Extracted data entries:
····················
Issue #127, opened 2016-02-02
WireDep Issues


jasteph:
I'm using WireDep to automatically grab all of my bower packages and inject them into my application. https://github.com/taptapship/wiredep

It is not finding this library. They require that an application define its dependencies and have a main property in it's bower.json file. I tried hardcoding these, but have been unsuccessfuly in getting it to recognize.

Has anyone else came across this issue before?

laughin1:
Was able to get it working with overriding it in Wiredep's config.

jasteph:
Was able to get it working with overriding it in Wiredep's config.

MaxShehovtsov:
I'm glad you figured this out! Would you mind sharing the fix?

jasteph:
In my own bower.json I added an 'overrides' object:

```
  "overrides": {
    "applicationinsights-js": {
      "main": "dist/ai.js"
    }
  }
```

MaxShehovtsov:
Thank you!

PR #128, opened 2016-02-02
adding main to bower.json to help bower tools

jasteph:
It's common practice for third party tools to use the main object in bower.json to detect which are the distribution files. 

I encountered an issue where WireDep was not recognizing AppInsights #127, this fixes the problem.

### DIFF
--- a/bower.json
+++ b/bower.json
@@ -1,6 +1,6 @@
 {
   "name": "applicationinsights-js",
····················
Print the entries exactly.

YOUR RESPONSE:
Issue #127, opened 2016-02-02
WireDep Issues


jasteph:
I'm using WireDep to automatically grab all of my bower packages and inject them into my application. https://github.com/taptapship/wiredep

It is not finding this library. They require that an application define its dependencies and have a main property in it's bower.json file. I tried hardcoding these, but have been unsuccessfuly in getting it to recognize.

Has anyone else came across this issue before?

laughin1:
Was able to get it working with overriding it in Wiredep's config.

jasteph:
Was able to get it working with overriding it in Wiredep's config.

MaxShehovtsov:
I'm glad you figured this out! Would you mind sharing the fix?

jasteph:
In my own bower.json I added an 'overrides' object:

```
  "overrides": {
    "applicationinsights-js": {
      "main": "dist/ai.js"
    }
  }
```

MaxShehovtsov:
Thank you!

PR #128, opened 2016-02-02
adding main to bower.json to help bower tools

jasteph:
It's common practice for third party tools to use the main object in bower.json to detect which are the distribution files. 

I encountered an issue where WireDep was not recognizing AppInsights #127, this fixes the problem.

### DIFF
--- a/bower.json
+++ b/bower.json
@@ -1,6 +1,6 @@
 {
   "name": "applicationinsights-js",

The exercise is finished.